Amy stuck her head in again.

“Sorry,” I said, before she could open her mouth. “I can’t speak to anyone right now. E-mail bulletins only for another half hour at least. Hang on.”

The file completed downloading, and I dragged a copy to the folder where I kept documents for client access.

“I’m writing a big video file to the public drive. As soon as it finishes, e-mail the address to Rashid and then to everyone else on the prime distribution list.”

“Right,” she said, closing the door.

“Can we get on with this?” Walter snarled.

I clicked on the file irritably. My media player opened, and a second later the screen filled with an image I couldn’t identify, the lower half shiny gray metal and the upper a blurry blue tube. The field of view began shifting smoothly upward, and suddenly I got oriented.

“The camera’s mounted on one of the scrubbing towers,” I said. “It was pointed straight down, maybe so nobody would notice it.”

“Whose camera?” Walter asked.

“My contact didn’t know. Pirates, he said.”

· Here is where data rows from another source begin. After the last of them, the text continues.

PR #543, opened 2016-07-01
Handle "null value options" and resize on options change

zpul:


cagataycivici:
I think this is obselete now after Dropdown reimpl.

PR #550, opened 2016-07-04
Different notation for styles

ndsmyter:
The notation to configure the styles is different from the one that was mentioned in the documentation. On the website, the correct notation is used in the "source" tab, but the wrong is used in the "documentation" tab.


cagataycivici:
Resolve, thanks.

PR #563, opened 2016-07-05
 Adding management of the first line number

tellurS:
I would like to have @input first.
To use a component in applications such as routing parameter and etc


cagataycivici:
Better way would be using a setter  I think to listen changes on first. I'll do this for beta 12.

PR #1610, opened 2016-12-17
Added a new event to file upload

MarkWilds:
Fileupload component didn't allow it's users to set headers anymore after 1.1.0. because of the moved onBeforeUpload event.
Added onBeforeSend event after the open method for the XMLHttpRequest to allow setting of headers once again.


cagataycivici:
Thank you!

PR #1640, opened 2016-12-20
Call FileUpload onSuccess on success response only

EddyP23:
OnUpload gets called when any success response is called (200-299)


cagataycivici:
Thanks

PR #1641, opened 2016-12-20
Implementing the blur event on the autocomplete component

odedolive:
Adding the "blur" event to the autocomplete component.
Useful when implementing custom validation logic and you need to know when focus is lost on certain controls.


cagataycivici:
Thanks, this is already available in recent releases.

PR #1642, opened 2016-12-20
Implementing the blur event on the inputmask component

odedolive:
Adding the "blur" event to the inputmask component.
Useful when implementing custom validation logic and you need to know when focus is lost on certain controls.


cagataycivici:
Rename to onBlur please due to our convention.

4kochi:
Is there a date when this will be released?

PR #1643, opened 2016-12-20
Inputmask autoclear bug fix

odedolive:
When setting the autoClear value to "false" we want to preserve the value entered by the user.

### DIFF
--- a/components/inputmask/inputmask.ts
+++ b/components/inputmask/inputmask.ts
@@ -493,7 +493,7 @@ export class InputMask implements AfterViewInit,OnDestroy,ControlValueAccessor {
         if (allow) {
             this.writeBuffer();
         } else if (lastMatch + 1 < this.partialPosition) {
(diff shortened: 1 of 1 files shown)


cagataycivici:
Had to revert because it broke the functionality where on blur incomplete value is cleared.

odedolive:
I'm probably missing something then.
We want the value to stay in the textbox if the mask is incomplete, so that we can give our users the opportunity to fix it (instead of having to re-type it).
Sometimes people forget to enter one or two characters, we don't want them to have to re-enter it all when they tab out accidentally.

Whipgit:
Am I correct in the following:
Setting autoClear="false" or autoClear="true" makes no difference?

cagataycivici:
Angular syntax kinda requires [autoClear]="false" to actually set false if default value of the property is true. Otherwise it sets autoClear as string "false" not boolean false.

Whipgit:
Thank you very much @cagataycivici

PR #1653, opened 2016-12-22
I Bracketed toggleable with []

hryktrd:
toggleable must be Bracketed with [] Otherwise toggleable="false" was not effectable.
[toggleable]="false" was effectable.


cagataycivici:
I understand but we can avoid a binding here with toggleable="true" so would like to keep it as it is. This is an Angular syntax thing, not PrimeNG Related, demos have toggleable enabled so no need for binding although I agree with your point.

PR #1654, opened 2016-12-22
Make the calendar Saturday and Sunday different colors 

mikosu3:
With the same content as Pull #1392, color was added to all theme.css.
I would like to use in my project, please accept by all means.


cagataycivici:
Due to amount of changes, we're unable to accept due to our PR policy. Thank you.

PR #1665, opened 2016-12-22
Row selection should be on a tap event instead of a touchstart

samuellaplante:
If the event is on a touchstart the handler is called as soon as the user touch the screen. This may be not the expected behaviour on mobile, because if the user is trying to scroll the content of the table, the event is fired to soon and this might not be the intention of the user.


samuellaplante:
#1666

cagataycivici:
This gives an error like hammer.js not loaded, it may cause similar problems to users.

cagataycivici:
Will reconsider if more users request it.

sgomanf:
same issue, as soon as the user touch the screen, it select the row

PR #1674, opened 2016-12-23
DatePicker : 12 hour format validation error

### LINKED ISSUE #1673: DatePIcker:  12 hourformat validation error
When hourformat set to "12" and selected date is in "PM" , change the hour to 12 in  inputfield and the date changes to AM and the date in the input filed show PM,

When the time is in "AM" and edit hour to 12 it sets as a 12"00 AM and the value is 00:00.

When the date is set to 12:00PM, change the am/pm to "AM" and date set to 12:00 am

**Plunkr Case (Bug Reports)**
Please fork the plunkr below and create a case demonstrating your bug report. Issues without a plunkr have much less possibility to be reviewed.

**Current behavior**

**Expected behavior**

* **Angular version:** 2.0.X

* **PrimeNG version:** 2.0.X

harilal:
###Defect Fixes
#1673 
Added proper validatio in Am/PM change. In valid date will fire am error.
When the time is 12:00 PM and change to AM using the am/pm selector will change it to 00:00 AM.

###Feature Requests


cagataycivici:
There is a conflict now, what is the actual problem? I don't think 00 am is valid.

harilal:
@cagataycivici  the issue is with 12 hourformat. I will test it with new version and resolve the conflict for the new version. The main issue is some thing like if you choose an hour more than 12 in the edit input it should throw an error instead it gives a valida date with the time of 12:00. Other is if you change the date in the edit field when the time is in "PM" and you changed the hour to 12 it will switch to AM in UI and not updating the edit field. 
If the date in edit field is wrong it should throw an error instead of a valid date.

harilal:
@cagataycivici the conflict has been resolved. 
The major issue is ,the user edit the hour of the time to 12 when the time is in PM it's automatically changes to AM . Actually there is no 12:30 AM. Once its past 12 , its become 00:30. Or else it should throw an invalid date. And also when an hour changed to greater than 12 it should throw an invalid date, since its an 12 hour format.

harilal:
I will update and fix it with latest one and initiate new pull request.

Issue #1694, opened 2016-12-27
FileUpload. There is no validation for accept types


Invizible:
Currently we can set allowed types using 'accept' attribute, but component actually does not perform any validation and we can upload any file.

kt215:
Do you mean when you select "All Files" in the file dialog?

I encountered this issue too, and I validate the uploaded file contents of the server side using binary validation.

What exactly do you want primeng to do on the client side?

Invizible:
@kt215 , Yes you are right, if we select "All Files" we can upload everything.
You can take a look at my pull request. We can do file type check the same way we have validation for file size.

bhamde:
any updates on when that change is going in? quite an important bug fix

cagataycivici:
Merged

EddyP23:
@cagataycivici 

Current implementation is very confusing and actually wrong.

Say, I pass `accept='image/jpeg,image/bmp'`. Then method `isFileTypeValid` ([here](https://github.com/primefaces/primeng/blob/4.0.0-rc.3/components/fileupload/fileupload.ts))
does very strange things.

If it finds a * in accepted type (say `image/jpeg` or `image/*`), it checks whether first part of the mime-type  `image` matches the mime type of the file.
If it doesn't find a star, then it compares file extension (e.g. `.jpg`) to mime type (e.g. `image/jpeg`) which is completely wrong.

Could you please reopen and fix it?

AlissonRS:
When I click the draggable area, the browser window to select files will be pre-loaded correctly based on the `accept` input, but if I just change to "All Files" or just drag a file, the component won't prevent those files.

Currently using: `"primeng": "^7.1.3"`. As an example, I'm using it like this:

`<p-fileUpload accept=".psd,.idml" (onUpload)="onUpload($event)">`

PR #1695, opened 2016-12-27
FileUpload. Added file type validation 

Invizible:
Fix for #1694


pauly815:
Agreed, can this get merged?

cagataycivici:
PR fails in cases like accept=".html" and you can't upload an html file. Will change that part.

PR #1713, opened 2016-12-31
Update tree.ts to allow bypass propagation

ADefWebserver:
Allows bypass propagation by using propagateSelection="false" in the p-tree tag. If property is not supplied it will default to normal propagation. This was discussed in the forums at: http://forum.primefaces.org/viewtopic.php?f=35&t=48730&p=150623


cagataycivici:
Will review, thank you.

cagataycivici:
Fixed via;

https://github.com/primefaces/primeng/issues/1849

Thank you.

PR #1723, opened 2017-01-04
Fix year range in calendar not allowing dynamic ranges fixes #1125

### LINKED ISSUE #1125: Calendar's 'Relative to today's year' yearRange doesn't work
This simply prints all the numbers provided in range "-nn:+nn" in  a loop and doesn't give years relative to today's year i.e. for a year range "-0:+5" it simply prints the numbers from 0 to 5 and not years. See preview:

calendar

aaraggornn:
Allows the calendar to assign the yearRange to a dynamic range ("-nn:+nn") or ("c-nn:c+nn") as specified in the docs. Should fix #1125


cagataycivici:
Thank you but right now until more users require it, we'll only keep nnnn:nnnn format. Fixed the doc according to this. If more users require dynamic ranges, we can add this for sure. Right now we're focused on maintenance rather than new features.

armved:
Can we please include this feature?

The camera scrolled up until the Gulf of Finland was just visible at the top of the screen and then began tracking to the right. Alex pointed to the screen.

“What’s that?”

Four metal struts reached skyward, the ends blackened and twisted. Dark smoke was spewing up between them.

“The control tower,” I replied, horrified. Even with the terminus performing only minimal duty, there would have been at least three or four guys in the control tower.

The camera kept panning, and the white marquee where I’d last seen the Russian deputy prime minister about to speak—or what was left of it—came into view.

“Jesus Christ.” Alex gasped.

Flaming scraps of canvas surrounded a charred rectangular area that looked like an airplane crash site. Burned corpses and scattered body parts became distinguishable as the camera zoomed in. A few survivors crawled on the ground, blood seeping from appalling wounds. Alex grabbed hold of my garbage can and threw up. I felt I wouldn’t be far behind him. Walter started to leave.

“Wait,” I managed to say. “My contact said I should watch until the end.”

“Why?”

“I don’t know.”

“Can you speed it up?” Walter asked impatiently.

“I think so.”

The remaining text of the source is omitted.